Now creates the categorical metric of gentrification based on __quartile-cutting__ the continous gentrification metric. Combine the 2nd and 3rd quartiles to be the "medium" category

In [83]:

Gent_Inten = pd.qcut(Gent_Inten, 4, labels = ["low","med","med2","high"])

Gent_Inten = Gent_Inten.replace('med2', 'med')

Gent_Inten = Gent_Inten.replace(np.NaN, "nongented")

mover_gentable['Gentensity'] = Gent_Inten


#### The lm_cnt_gent models replace the binary gentrification dummy with a categorical metric of gentrification intensity

In [86]:
lm_cnt_gent = smf.ols(formula='MHHIdown ~ +\
C(OWNER_RENTER_STATUS, Treatment(reference="Owner"))*C(Gentensity, Treatment(reference="nongented")) +\
             YearOnly + HEAD_HH_AGE_CODE + MARITAL_STATUS + HSize   + FIND_DIV_1000  + PrevLOR', data=mover_gentable).fit()

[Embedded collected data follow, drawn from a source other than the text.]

PR #2822, opened 2026-04-21
Add special case for sept for DOI metadata

### LINKED ISSUE #2821: Failing DOI test on main
We have a failing DOI test, I think because something has changed upstream about the data that's returned.

- In [this step](https://github.com/jupyter-book/mystmd/actions/runs/24656668717/job/72091792289#step:4:5669)
- We check this URL: https://doi.org/10.1002/(SICI)1096-987X(199709)18:12%3C1450::AID-JCC3%3E3.0.CO;2-I
- Somethings is going wrong with the data comparison when it returns

choldgraf:
It seems like doi.org is returning `sept` instead of `sep` and this was causing our bibtex parsing to skip it... this normalizes `sept` to `sep` if it encounters it.

Ideally, citation-js would know how to parse `sept` but this feels like a reasonable fix to add here in the meantime. I'm not sure why the data would suddenly change on us, so I noted that we might need to extend the function if we notice other kinds of changes to the DOI data structure

---
- closes https://github.com/jupyter-book/mystmd/issues/2821

### DIFF
--- a/.changeset/quiet-papayas-teach.md
+++ b/.changeset/quiet-papayas-teach.md
@@ -1,0 +1,5 @@
+---
+"citation-js-utils": patch
+---
+
+Add special case for sept
--- a/packages/citation-js-utils/src/index.ts
+++ b/packages/citation-js-utils/src/index.ts
@@ -180,13 +180,25 @@ function parseCitationStyle(style: string): string {
 }
 
 /**
+ * Normalize non-standard BibTeX month string macros that citation-js does not recognize.
+ * Add to this if we find other edge-cases / one-offs to fix.
+ */
+function normalizeBibTeXMonths(source: string): string {
+  // Crossref's BibTeX export from doi.org sometimes emits `month=sept` for
+  // September. citation-js drops it when this happens because it only
+  // expects "sep". So convert sept -> sep below.
+  source = source.replace(/(\bmonth\s*=\s*\{?)sept(\b)/gi, '$1sep$2');
+  return source;
+}
+
+/**
  * Parse a BibTeX string into an array of CSL items
  *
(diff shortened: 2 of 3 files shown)


rowanc1:
Another fix could be to drop the month from our tests and report the bug upstream? Our citation formatters do not show the month, so I don't think our users would notice the difference.

The upstream code is here for parsing:

https://github.com/citation-js/citation-js/blob/25037b55f70e0a44d26a40da715ff5f3c426b9dd/packages/plugin-bibtex/src/mapping/shared.js#L88

The data change is coming from the crossref API, so this is maybe more months as well that they also changed in the lastest release.

My gut feeling is that it doesn't feel great to do just `sept --> sep` and also doesn't feel great to take on responsibilities of bibtex parsing/preprocessing. I didn't look into the Regepxp too deeply, but there might be other unintended consequences to it?

Overall though, I think we can just drop this part of the test, as most of our users are not going to be effected.

choldgraf:
I thought about that too - if you don't think a user would hit this then IMO we should drop the `9` from the test. I was assuming that a user would hit this and that's why I took this path. What do you think?

rowanc1:
Month info doesn't show up anywhere in our UIs, so I think there is zero user impact. We do not expose the csl anywhere, so this is entirely internal:

- bibtex adds a `t` in this case (if they exported, rather than generate on the fly), CSL internally drops the month, our UI doesn't change.

I think we should change the test, not take on more responsibility!

It probably is worth a follow up with at least citationjs.

choldgraf:
that makes sense to me! closing this in favor of

- https://github.com/jupyter-book/mystmd/pull/2823

PR #2823, opened 2026-04-22
🐛 Reduce scope of citation tests for `sept` months

### LINKED ISSUE #2821: Failing DOI test on main

rowanc1:
An alternative PR to #2822 that reduces the scope of our citation parsing to ignore a month.

We don't use this in the UI, so we can just roll with the changes that crossref are doing that are somewhat incompatible with citation-js.

- closes #2821

### DIFF
--- a/packages/myst-cli/src/transforms/doi.spec.ts
+++ b/packages/myst-cli/src/transforms/doi.spec.ts
@@ -38,7 +38,7 @@ const BARTELS_1997_CSL_JSON = [
     'container-title': 'Journal of Computational Chemistry',
     issue: '12',
     issued: {
-      'date-parts': [[1997, 9]],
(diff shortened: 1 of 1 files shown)


choldgraf (approved):
LGTM - I opened up an upstream issue here

- https://github.com/citation-js/citation-js/issues/263

PR #2827, opened 2026-04-24
Expose content server with sockets on starting dev server

stevejpurves:
This exposes the content server details throught the `startServer` opening up more possibilities for the cli, and clients of the `myst-cli` library to interact directly with the content server and front ends via wockets.


agoose77:
This looks fine — exporting more information so that downstream libraries like Curvenote CLI can consume the server. This is a breaking change, but it's in an internal module that I don't think we make major compatibility statements for.

PR #2832, opened 2026-04-28
Add banner to the documentation

FreekPols:
Added description of banner at two places to fit with footer description.


choldgraf (approved):
This looks good! Thanks :-) 

want to add this to the jupyter-book docs as well? I think it could be as simple as a brief mention of banners and then linking to this page

PR #2834, opened 2026-04-29
Await signals to terminate processes

### LINKED ISSUE #2833: Lingering npm processes
## Description
I first noticed this behavior starting around Sunday or so. When I `myst build --html --ci`, it leaves behind an `npm` process. I've also noticed this on more than one system.

```shell
$ ps auwwx | grep -c [n]pm
0
$ myst build --html --ci > /dev/null 2>&1
$ ps auwwx | grep -c [n]pm
1
$ myst build --html --ci > /dev/null 2>&1
$ ps auwwx | grep -c [n]pm
2
$ myst build --html --ci > /dev/null 2>&1
$ ps auwwx | grep -c [n]pm
3
```

The command is `npm run start`.

This also happens if I omit the `--ci` flags and the shell redirection.

I have myst 1.8.3, npm 10.5.0.

I happened to have noticed it when a system that runs myst from cron became bogged down from all of the myst processes. I'm not sure when the behavior actually started.

choldgraf:
This adds an await step to our code that kills processes during the build. I think that it will resolve #2833. I think what happened was that we were exiting the parent mystmd process _before_ confirming that all the child-processes had been signaled for being killed, and as a result some of them were sticking around instead of being killed. This adds logic to make sure we don't move on until those signals have been sent.

it seemed to work locally, but @ryanlovett could you take a look and see if you can reproduce with this PR? I'm not sure how to test this one...

---

- resolves #2833

### DIFF
--- a/.changeset/green-hairs-wonder.md
+++ b/.changeset/green-hairs-wonder.md
@@ -1,0 +1,6 @@
+---
+"myst-cli-utils": patch
+"myst-cli": patch
+---
+
+Await signals to terminate processes
--- a/packages/myst-cli-utils/src/exec.ts
+++ b/packages/myst-cli-utils/src/exec.ts
@@ -48,17 +48,27 @@ export function makeExecutable(
 }
 
 /**
- * On Linux, child processes will not be terminated when attempting to kill their parent
- * This function uses `tree-kill` to kill the process and all its child processes
+ * On Unix-like systems, killing a process does not propagate to its children,
+ * they get re-parented and keep running. This uses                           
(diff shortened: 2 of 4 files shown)


ryanlovett:
Thanks Chris! I've never built MyST tools locally, but I'll try following the instructions at https://mystmd.org/guide/developer#developer-mystmd.

agoose77:
This should do it! If we recursively sent `kill`, I don't think we'd have to wait, but we're trying to be graceful with SIGTERM and therefore need to ensure everything is cleaned up.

#### Use Stargazer function to display the regression results 

<br>

In [91]:
stargazer = Stargazer([lm_cnt_gent])

stargazer.covariate_order(['C(Gentensity, Treatment(reference="nongented"))[T.high]',
'C(Gentensity, Treatment(reference="nongented"))[T.med]',
'C(Gentensity, Treatment(reference="nongented"))[T.low]', 
'C(OWNER_RENTER_STATUS, Treatment(reference="Owner"))[T.Renter]',
'C(OWNER_RENTER_STATUS, Treatment(reference="Owner"))[T.Renter]:C(Gentensity, Treatment(reference="nongented"))[T.high]',
'C(OWNER_RENTER_STATUS, Treatment(reference="Owner"))[T.Renter]:C(Gentensity, Treatment(reference="nongented"))[T.med]',
'C(OWNER_RENTER_STATUS, Treatment(reference="Owner"))[T.Renter]:C(Gentensity, Treatment(reference="nongented"))[T.low]'                          
                          ])

stargazer.rename_covariates({'C(Gentensity, Treatment(reference="nongented"))[T.high]': 'High Gentrification',
'C(Gentensity, Treatment(reference="nongented"))[T.med]': 'Medium Gentrification',
'C(Gentensity, Treatment(reference="nongented"))[T.low]': 'Low Gentrification',
'C(OWNER_RENTER_STATUS, Treatment(reference="Owner"))[T.Renter]':'Renter (Dummy)',
'C(OWNER_RENTER_STATUS, Treatment(reference="Owner"))[T.Renter]:C(Gentensity, Treatment(reference="nongented"))[T.high]':'Renter*High',
'C(OWNER_RENTER_STATUS, Treatment(reference="Owner"))[T.Renter]:C(Gentensity, Treatment(reference="nongented"))[T.med]':'Renter*Medium',
'C(OWNER_RENTER_STATUS, Treatment(reference="Owner"))[T.Renter]:C(Gentensity, Treatment(reference="nongented"))[T.low]':'Renter*Low',
                           })

stargazer.dependent_variable_name('Dep Var: Downward Move (Dummy)')
b=stargazer.render_html()
print(display(HTML(b)))

0,1
,
,Dep Var: Downward Move (Dummy)
,
,(1)
,
High Gentrification,0.083***
,(0.02)
Medium Gentrification,-0.016
,(0.014)
Low Gentrification,-0.006


None


### Interpretation of Results 

The results answer the four questions raised at the beginning of this document. __Firstly__, we see that low- to medium- levels of gentrification do not induce households to move to more disadvantaged neighborhoods, but high levels of gentrification does. Specifically, coming from a highly gentrified neighborhood raises the probability of downward movement by __8.3__ percentage points. __Secondly__, we see that renters on average are __14.4__ more percentage points more likely to experience downward movement than homeowners. __To summarize__, the finding confirm the expectation that gentrification induces downward movements, and it impacts renters more than homeowners.